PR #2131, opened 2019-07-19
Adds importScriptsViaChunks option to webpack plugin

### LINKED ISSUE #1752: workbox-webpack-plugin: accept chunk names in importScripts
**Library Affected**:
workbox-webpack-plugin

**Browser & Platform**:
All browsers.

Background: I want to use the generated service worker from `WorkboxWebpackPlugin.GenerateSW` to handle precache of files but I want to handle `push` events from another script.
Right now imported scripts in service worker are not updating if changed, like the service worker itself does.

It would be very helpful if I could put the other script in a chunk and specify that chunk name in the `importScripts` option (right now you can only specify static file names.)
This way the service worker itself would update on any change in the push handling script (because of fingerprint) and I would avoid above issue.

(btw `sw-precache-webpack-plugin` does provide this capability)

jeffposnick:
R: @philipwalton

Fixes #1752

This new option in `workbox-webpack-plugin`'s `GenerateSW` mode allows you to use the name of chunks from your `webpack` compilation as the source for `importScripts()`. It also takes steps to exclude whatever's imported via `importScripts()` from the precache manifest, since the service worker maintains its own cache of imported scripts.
------
**Task statement**
Taking the line with "It would be" as the first and the line with "Fixes #1752" as the last, retype that stretch of the data above exactly, with no other lines.

**Result for this task**
It would be very helpful if I could put the other script in a chunk and specify that chunk name in the `importScripts` option (right now you can only specify static file names.)
This way the service worker itself would update on any change in the push handling script (because of fingerprint) and I would avoid above issue.

(btw `sw-precache-webpack-plugin` does provide this capability)

jeffposnick:
R: @philipwalton

Fixes #1752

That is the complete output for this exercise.